System of Oversight and Intervention Generally Has Been Effective. Over the last two decades, the state's fiscal oversight system has reduced the number of school districts requiring state assistance and has provided oversight and support while still primarily maintaining local authority. During the more than 20 years the new system has been in effect, eight districts have received emergency state loans. By comparison, 26 districts required such loans in the 12 years prior to the new system. Furthermore, to this point, no school district has required an emergency loan as a result of the recent recession and associated budget reductions. Additionally, while the number of districts with qualified and negative budget certifications has increased in recent years, the state has not seen a corresponding increase in the number of emergency loans required. This suggests the system's structure of support and intervention is serving a critical early warning function—allowing districts to get the help they need while fiscal problems tend to be smaller and more manageable.

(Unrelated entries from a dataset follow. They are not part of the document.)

PR #5314, opened 2022-07-22
Move to last call

fulldecent:
I have no changes left to make here.

Requesting last call status to raise visibility here and see if anybody objects here.

### DIFF
--- a/EIPS/eip-5313.md
+++ b/EIPS/eip-5313.md
@@ -4,8 +4,7 @@ title: Light Contract Ownership
 description: An interface for identifying ownership of contracts
 author: William Entriken (@fulldecent)
 discussions-to: https://ethereum-magicians.org/t/eip-5313-light-contract-ownership/10052
-status: Last Call
-last-call-deadline: 2022-08-05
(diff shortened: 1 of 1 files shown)


EIPS/eip-5313.md
```diff
@@ -4,7 +4,8 @@ title: Light Contract Ownership
 description: An interface for identifying ownership of contracts
 author: William Entriken (@fulldecent)
 discussions-to: https://ethereum-magicians.org/t/eip-5313-light-contract-ownership/10052
-status: Draft
+status: Last Call
+last-call-deadline: 2022-08-05
```
Pandapip1, line 8: I would like to push this back a bit further (maybe to end of month). Draft -> Last Call is quite the jump!

fulldecent: Updated this PR to move to Review. This can merge now. And then will make a separate one for Last Call. What can do later.

SamWilsn (approved):
I think this is fine to move to review. I did leave a comment on your discussion thread too.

Recommend Preserving System Moving Forward. Despite the system's effectiveness, state actions over the last three budget cycles temporarily have reduced the ability of COEs to identify districts on the road toward fiscal distress. Most notably, the state adopted legislation that prevented COEs from disapproving 2011–12 budgets if districts appeared unable to meet their financial obligations for the following two fiscal years. We recommend the state avoid additional actions that would diminish its ability to assess school district fiscal health, provide support for fiscally unhealthy school districts, and prevent the need for emergency loans. Although proper fiscal oversight is important at any time, it is particularly important in years during and following an economic recession, when districts are more likely to experience fiscal distress.